PR #31848, opened 2022-12-09
WindowsEventEngine Client implementation

drfloob:
Doing this work inspired a few changes I'd like to make in later PRs.

* A bazel macro for EventEngine test suite definitions, which will create the right bazel libraries/tests/binaries for all of the specialized tests and tools. The two factory definitions are a bit redundant, and should only need to be defined once.
* ResolvedAddress needs a mutable alternative, and/or a redesign as a simpler struct. Some copying could be eliminated.
* The echo client is added here to inspire reviewer confidence, but will probably be landed in a separate PR. The test suite's `ConnectToNonExistentListenerTest` passes, but since there is no Listener implementation yet, the rest do not. The WindowsEventEngine-specialized echo client works.


src/core/lib/event_engine/windows/windows_engine.h
```diff
@@ -104,16 +99,52 @@ class WindowsEventEngine : public EventEngine,
...
+    EventEngine::OnConnectCallback on_connected_user_callback
+        ABSL_GUARDED_BY(mu);
+    EventEngine::Closure* on_connected ABSL_GUARDED_BY(mu);
+    std::unique_ptr<WinSocket> socket ABSL_GUARDED_BY(mu);
+    EventEngine::ResolvedAddress address ABSL_GUARDED_BY(mu);
+    MemoryAllocator allocator ABSL_GUARDED_BY(mu);
+  };
+
+  // A poll worker which schedules itself unless kicked
+  class IOCPWorker : public EventEngine::Closure {
```
Vignesh2208, line 119: Maybe this could be renamed to IOCPWorkClosure ?

src/core/lib/event_engine/windows/windows_engine.cc
```diff
@@ -26,33 +26,66 @@
...
+// ---- IOCPWorker ----
+
+WindowsEventEngine::IOCPWorker::IOCPWorker(Executor* executor, IOCP* iocp)
+    : executor_(executor), iocp_(iocp) {
+  executor_->Run(this);
+}
+
+void WindowsEventEngine::IOCPWorker::Run() {
+  auto result = iocp_->Work(std::chrono::seconds(60), [this] {
+    workers_++;
```
Vignesh2208, line 56: Please use atomic fetch_add and fetch_sub on this.

src/core/lib/event_engine/windows/windows_engine.cc
```diff
@@ -140,15 +178,171 @@ bool WindowsEventEngine::IsWorkerThread() {
...
+         status = GRPC_WSA_ERROR(
+             WSAGetLastError(),
+             "WSAIoctl(SIO_GET_EXTENSION_FUNCTION_POINTER)")]() mutable {
+      on_connect(status);
+    });
+    return invalid_connection_handle;
+  }
+  // bind the local address
+  auto local_address = ResolvedAddressMakeWild6(0);
+  istatus = bind(sock, local_address.address(), local_address.size());
```
Vignesh2208, line 264: why is there a bind to local address ? Could you add a comment

src/core/lib/event_engine/windows/windows_engine.cc
```diff
@@ -140,15 +178,171 @@ bool WindowsEventEngine::IsWorkerThread() {
...
+      Run([on_connect = std::move(on_connect), status]() mutable {
+        on_connect(status);
+      });
+      watched_socket->MaybeShutdown(status);
+      return invalid_connection_handle;
+    }
+  }
+  GPR_ASSERT(watched_socket != nullptr);
+  auto connection_state = std::make_shared<ConnectionState>();
+  grpc_core::MutexLock lock(&connection_state->mu);
```
Vignesh2208, line 293: Is there a need to grab this mutex as soon as connection_state is created ? Can it be moved to line 301 maybe ?

src/core/lib/event_engine/windows/windows_engine.cc
```diff
@@ -140,15 +178,171 @@ bool WindowsEventEngine::IsWorkerThread() {
...
+  if (!known_connection_handles_.contains(handle)) {
+    GRPC_EVENT_ENGINE_TRACE(
+        "Unknown connection handle: %s",
+        HandleToString<EventEngine::ConnectionHandle>(handle).c_str());
+    return false;
+  }
+  auto* connection_state = reinterpret_cast<ConnectionState*>(handle.keys[0]);
+  connection_state->socket->MaybeShutdown(
+      absl::CancelledError("CancelConnect"));
+  known_connection_handles_.erase(handle);
```
Vignesh2208, line 341: I think if CancelConnect succeeds, the timer started in line 309 also needs to be cancelled. Otherwise the timer callback will execute after deadline expires and it may not delete connection_state->on_connected.

test/core/event_engine/test_suite/tools/echo_client.cc
```diff
@@ -0,0 +1,143 @@
...
+  SliceBuffer buf;
+  grpc_core::Notification read_done;
+  endpoint->Read(
+      [&](absl::Status status) {
+        if (!status.ok()) {
+          gpr_log(GPR_ERROR, "Error reading from endpoint: %s",
+                  status.ToString().c_str());
+          exit(1);
+        }
+        Slice received = buf.TakeFirst();
```
Vignesh2208, line 89: Its not always guaranteed that the first slice read will contain the whole message appended in line 67. The ReceiveAndEchoMessage function should perhaps take an expected number of bytes to read as an argument and recursively call endpoint->Read until the expected number of bytes have been read

Vignesh2208 (changes requested):
Left few comments. Thanks for working on this!

src/core/lib/event_engine/windows/windows_engine.cc
drfloob: Is there a style guide requirement here? Or are you recommending a different memory order? Atomic int's overload of `operator++` does an atomic fetch_add using default `std::memory_order_seq_cst`, and I prefer the less verbose syntax when possible. https://en.cppreference.com/w/cpp/atomic/atomic/operator_arith

src/core/lib/event_engine/windows/windows_engine.cc
drfloob: `ConnectionState`'s thread guard annotations would be unhappy with that change. We could move some things around, create a constructor for the type instead (which would only partially construct the object), or reduce the set of members protected by the lock, but would it help anything? This lock only affects this one connection, which is going to take just as long whether we lock before or after setting those member variables.

src/core/lib/event_engine/windows/windows_engine.cc
drfloob: https://learn.microsoft.com/en-us/windows/win32/api/winsock/nf-winsock-bind ... this would be the equivalent to adding a link to `man 2 bind` around the posix implementation's use of bind, it's a bit overkill.

> The bind function is required before the use of the [send](https://learn.microsoft.com/en-us/windows/desktop/api/winsock2/nf-winsock2-send) or [WSASend](https://learn.microsoft.com/en-us/windows/desktop/api/winsock2/nf-winsock2-wsasend) functions which do not perform an implicit bind and are allowed only on connected sockets, which means the socket must have already been bound for it to be connected.

test/core/event_engine/test_suite/tools/echo_client.cc
drfloob: Understood. I'll do a fix before we release it in a separate PR, I just pulled the first slice here for testing purposes.

src/core/lib/event_engine/windows/windows_engine.h
drfloob: Done

src/core/lib/event_engine/windows/windows_engine.cc
drfloob: Good catch, fixed.

src/core/lib/event_engine/windows/windows_engine.cc
ctiller: I have a strong preference to not using `operator++` and the like with `std::atomic`: the syntax sugar papers over things that really need to be thought about (memory ordering!) and disguises the usage of atomics through the code base. We should instead be working to call out that something special is happening here.

src/core/lib/event_engine/utils.h
```diff
@@ -25,12 +25,16 @@
 namespace grpc_event_engine {
 namespace experimental {
 
-std::string HandleToString(EventEngine::TaskHandle handle);
+// Returns a string representation of the EventEngine::*Handle types
+template <typename Handle>
```
ctiller, line 29: Nit:

This would generate less bloat and faster build times if rewritten to:

```
std::string HandleToStringInner(uintptr_t a, uintptr_t b);
template <typename Handle>
std::string HandleToString(const Handle& handle) { return HandleToStringInner(a, b); }
```

(note: now the absl::StrCat isn't duplicated per type, and can be moved into the implementation file so that we're not including complex headers from our headers).

src/core/lib/event_engine/windows/windows_engine.h
```diff
@@ -104,16 +99,58 @@ class WindowsEventEngine : public EventEngine,
   bool Cancel(TaskHandle handle) override;
 
  private:
-  struct Closure;
+  // State of an active connection.
+  // Managed by a shared_ptr, owned exclusively by the timeout callback and the
+  // OnConnectCompleted callback herein.
+  struct ConnectionState {
+    // everything is guarded by mu;
+    grpc_core::Mutex mu;
```
ctiller, line 107: `ABSL_ACQUIRE_BEFORE(WindowsEventEngine::connection_mu_)`

(I'm not sure I've typed that correctly but - we should probably add some variant of ACQUIRE_BEFORE/ACQUIRE_AFTER to these two mutexes since their acquisition order is relied upon in the implementation)

src/core/lib/event_engine/windows/windows_engine.h
```diff
@@ -104,16 +99,58 @@ class WindowsEventEngine : public EventEngine,
...
+    EventEngine::ConnectionHandle connection_handle ABSL_GUARDED_BY(mu);
+    EventEngine::TaskHandle timer_handle ABSL_GUARDED_BY(mu);
+    EventEngine::OnConnectCallback on_connected_user_callback
+        ABSL_GUARDED_BY(mu);
+    EventEngine::Closure* on_connected ABSL_GUARDED_BY(mu);
```
ctiller, line 112: Should we maybe make this a `unique_ptr` and remove some manual memory management?

ctiller (changes requested):

Vignesh2208 (approved):

src/core/lib/event_engine/utils.h
drfloob: Done, thanks.

src/core/lib/event_engine/windows/windows_engine.h
drfloob: Fixed. I identified and fixed a lock re-acquisition issue at the same time, the code has changed a bit.

src/core/lib/event_engine/windows/windows_engine.h
drfloob: In this current design, the closure keeps the state object alive, and executing (or deleting) the closure triggers the shared_ptr<ConnectionState> ref decrement. If we changed this to a unique_ptr, we'd have more complex memory management of the state object itself, having to do something like manually release a held ref at the end of the closure.

src/core/lib/event_engine/windows/windows_engine.cc
ctiller: Please update to fetch_add and fetch_sub for clarity (or if possible use `grpc_core::RefCount`)

ctiller (changes requested):
Looks ok, I'd like us to take a consistent stance on std::atomic allowed operations however, and I don't think ++, -- should be in that set.

drfloob:
> Looks ok, I'd like us to take a consistent stance on std::atomic allowed operations however, and I don't think ++, -- should be in that set.

Removed, given the 2v1 stance. I didn't find any other uses of atomic `operator++` in src/core. I don't think this is easily lintable, so I'd recommend creating a gRPC style guide if something like this is going to be enforceable.

ctiller (approved):

PR #31850, opened 2022-12-09
Add a test case to verify SubchannelStreamClient retry when Health.Watch ends

yijiem:


yijiem:
From local code coverage run, this change increases code coverage for the `subchannel_stream_client.cc` file from 80.8% lines and 92% functions to 90% lines and 100% functions.

markdroth (approved):

PR #28036, opened 2021-11-15
[BinderTransport] Avoid JNI types in public API

sifmelcara:
In this commit we replaces `jobject` type in public API with `void*`.

By doing this, users can compile non-Android code that
references/invokes these APIs. This is useful for running buildable
tests with JDK toolchain.

This commit also cleans up some argument names.

internal bug number 205927046

PR #31852, opened 2022-12-09
[BinderTransport] Make `CreateBinderChannel` parameter names consistent

rock1246:
* Rename `jni_env` to `jni_env_void`
* Rename `application` to `context`

### DIFF
--- a/include/grpcpp/create_channel_binder.h
+++ b/include/grpcpp/create_channel_binder.h
@@ -36,7 +36,7 @@ namespace experimental {
 /// name and class name will be used identify the specific application component
 /// to connect to.
 ///
-/// \param jni_env Pointer to a JNIEnv structure
+/// \param jni_env_void Pointer to a JNIEnv structure
 /// \param context The context that we will use to invoke \a bindService See
 /// https://developer.android.com/reference/android/content/Context#bindService(android.content.Intent,%20android.content.ServiceConnection,%20int)
 /// for detail.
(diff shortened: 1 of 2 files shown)


sifmelcara:
We will also want to update parameter names in https://github.com/grpc/grpc/blob/master/src/core/ext/transport/binder/client/channel_create.cc

If you have time, can you also look into why checks like https://clang.llvm.org/extra/clang-tidy/checks/readability/inconsistent-declaration-parameter-name.html didn't get triggered in this case? Maybe it is because clang-tidy didn't process things in `include/` folder, maybe it is because the check is not turned on at all

sifmelcara:
Just in case you don't know, you can run https://github.com/grpc/grpc/blob/master/tools/distrib/sanitize.sh to sanitize the code (this is similar to the concept of pre-commit hook that you are familiar with)

LittleCVR (approved):

rock1246:
> We will also want to update parameter names in https://github.com/grpc/grpc/blob/master/src/core/ext/transport/binder/client/channel_create.cc
> 

IIUC, I already changed the file.

> If you have time, can you also look into why checks like https://clang.llvm.org/extra/clang-tidy/checks/readability/inconsistent-declaration-parameter-name.html didn't get triggered in this case? Maybe it is because clang-tidy didn't process things in `include/` folder, maybe it is because the check is not turned on at all

Thanks for the info! I didn't know that.

sifmelcara:
(For reference, here is a relevant old PR: #28036 )

sifmelcara:
> > We will also want to update parameter names in https://github.com/grpc/grpc/blob/master/src/core/ext/transport/binder/client/channel_create.cc
> 
> IIUC, I already changed the file.

You are right, for some reason I didn't see the change

sifmelcara (approved):

PR #31853, opened 2022-12-09
Work around UnaryCall hang with corrupt status detail string #29854

jtattermusch:
An improved and more targeted version of https://github.com/grpc/grpc/pull/31450.

Fixes the unary call hang #29854 by eating the exception when attempting to parse a corrupt status details string (and returning an empty status string instead).

### DIFF
--- a/src/csharp/Grpc.Core/Internal/BatchContextSafeHandle.cs
+++ b/src/csharp/Grpc.Core/Internal/BatchContextSafeHandle.cs
@@ -137,7 +137,7 @@ namespace Grpc.Core.Internal
             return true;
         }
 
-        // This method decodes the status details string "safely" and returns and empty
+        // This method decodes the status details string "safely" and returns an empty
         // string in case it seems corrupt.
         // This is to stop UnaryCall from hanging if there is an issue with decoding
         // the UTF8 status details string (likely due to an unexplained corruption).
--- a/src/csharp/Grpc.Core/Internal/BatchContextSafeHandle.cs
+++ b/src/csharp/Grpc.Core/Internal/BatchContextSafeHandle.cs
@@ -17,6 +17,7 @@
 #endregion
 
 using System;
+using System.Runtime.CompilerServices;
 using System.Runtime.InteropServices;
 using System.Text;
 using Grpc.Core;
@@ -91,7 +92,7 @@ namespace Grpc.Core.Internal
         {
             UIntPtr detailsLength;
             IntPtr detailsPtr = Native.grpcsharp_batch_context_recv_status_on_client_details(this, out detailsLength);
-            string details = MarshalUtils.PtrToStringUTF8(detailsPtr, (int)detailsLength.ToUInt32());
+            string details = StatusDetailsPtrToStringUTF8(detailsPtr, (int)detailsLength.ToUInt32());
             string debugErrorString = Marshal.PtrToStringAnsi(Native.grpcsharp_batch_context_recv_status_on_client_error_string(this));
             var status = new Status(Native.grpcsharp_batch_context_recv_status_on_client_status(this), details, debugErrorString != null ? new CoreErrorDetailException(debugErrorString) : null);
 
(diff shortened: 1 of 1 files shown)


jtattermusch:
@tonydnewell  and @apolcyn, please review.

jtattermusch:
@zhenomansh please confirm that this change is enough to work around the problem you're seeing.

zhenomansh:
> @zhenomansh please confirm that this change is enough to work around the problem you're seeing.

@jtattermusch, according to all collected logs from production the fix should work.

I know I am annoying :), but I still believe it is better to set the exception in the catch area in the UnaryCall method just in case of another unpredictable failure like this string formatting from any of methods inside try.

                            try
                            {
                                using (profiler.NewScope("AsyncCall.UnaryCall.HandleBatch"))
                                {
                                    HandleUnaryResponse(success, ctx.GetReceivedStatusOnClient(), ctx.GetReceivedMessageReader(), ctx.GetReceivedInitialMetadata());
                                }
                            }
                            catch (Exception e)
                            {
                                Logger.Error(e, "Exception occurred while invoking completion delegate.");
                                **unaryResponseTcs.SetException(e);**
                            }

jtattermusch:
> > @zhenomansh please confirm that this change is enough to work around the problem you're seeing.
> 
> @jtattermusch, according to all collected logs from production the fix should work.
> 
> I know I am annoying :), but I still believe it is better to set the exception in the catch area in the UnaryCall method just in case of another unpredictable failure like this string formatting from any of methods inside try.
> 
> ```
>                         try
>                         {
>                             using (profiler.NewScope("AsyncCall.UnaryCall.HandleBatch"))
>                             {
>                                 HandleUnaryResponse(success, ctx.GetReceivedStatusOnClient(), ctx.GetReceivedMessageReader(), ctx.GetReceivedInitialMetadata());
>                             }
>                         }
>                         catch (Exception e)
>                         {
>                             Logger.Error(e, "Exception occurred while invoking completion delegate.");
>                             **unaryResponseTcs.SetException(e);**
>                         }
> ```

I don't agree. If HandleUnaryResponse() doesn't run (which in your case won't since ctx.GetReceivedStatusOnClient() will throw even before HandleUnaryResponse will run), it will leak resources since HandleUnaryResponse handles most of the cleanup after the call (including the underlying native objects).  So the right approach is to make sure ctx.GetReceivedStatusOnClient() doesn't throw (which is what my workaround is doing) and then HandleUnaryResponse can "finish" the call and handle all the necessary cleanup.

tonydnewell (approved):

tonydnewell:
While this fix addresses a workaround for the precise problem reported it is not as thorough or robust as my workaround that addressed any possibility of a hang in `UnaryCall` - see https://github.com/grpc/grpc/pull/31450#discussion_r1045201501

jtattermusch:
> While this fix addresses a workaround for the precise problem reported it is not as thorough or robust as my workaround that addressed any possibility of a hang in `UnaryCall` - see [#31450 (comment)](https://github.com/grpc/grpc/pull/31450#discussion_r1045201501)

We discussed this offline and agreed that this is the best way forward - since we don't know the exact root cause of https://github.com/grpc/grpc/issues/29854 and this PR is basically a workaround, we don't want to risk introducing unintended consequences (performance regressions, losing consistency in implementation between sync vs unary calls, etc.) more that it's necessary, so the workaround should be as minimal as possible. I believe this PR satisfies that property.

jtattermusch:
The test failures are C# unrelated and are due to tests being run on an old branch.

src/csharp/Grpc.Core/Internal/BatchContextSafeHandle.cs
```diff
@@ -136,6 +137,27 @@ protected override bool ReleaseHandle()
             return true;
         }
 
+        // This method decodes the status details string "safely" and returns and empty
```
krishnacx, line 140: *returns an

apolcyn (approved):

jtattermusch:
@veblush  can you please merge this into the 1.46.x branch?

jtattermusch:

PR #31856, opened 2022-12-09
Use enums for experiments

ananda1066:


src/core/lib/experiments/experiments.h
```diff
@@ -25,27 +25,61 @@
 
 namespace grpc_core {
 
-inline bool IsTcpFrameSizeTuningEnabled() { return IsExperimentEnabled(0); }
-inline bool IsTcpReadChunksEnabled() { return IsExperimentEnabled(1); }
-inline bool IsTcpRcvLowatEnabled() { return IsExperimentEnabled(2); }
-inline bool IsPeerStateBasedFramingEnabled() { return IsExperimentEnabled(3); }
-inline bool IsFlowControlFixesEnabled() { return IsExperimentEnabled(4); }
+enum ExperimentNames {
```
ctiller, line 28: enum class

src/core/lib/experiments/experiments.h
```diff
@@ -25,27 +25,61 @@
...
+  TcpFrameSizeTuning = 0,
```
ctiller, line 29: prefix with k

ctiller, line 29: drop the `= X` -- first one is always implicitly 0, and dropping it will avoid merge conflicts

ctiller: (we could add a static assert for the first/last if we wanted to prove that)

Work required » Lines from the start of the material through the line containing "Doing this work" are wanted. Write them out exactly.

Your solution »
PR #31848, opened 2022-12-09
WindowsEventEngine Client implementation

drfloob:
Doing this work inspired a few changes I'd like to make in later PRs.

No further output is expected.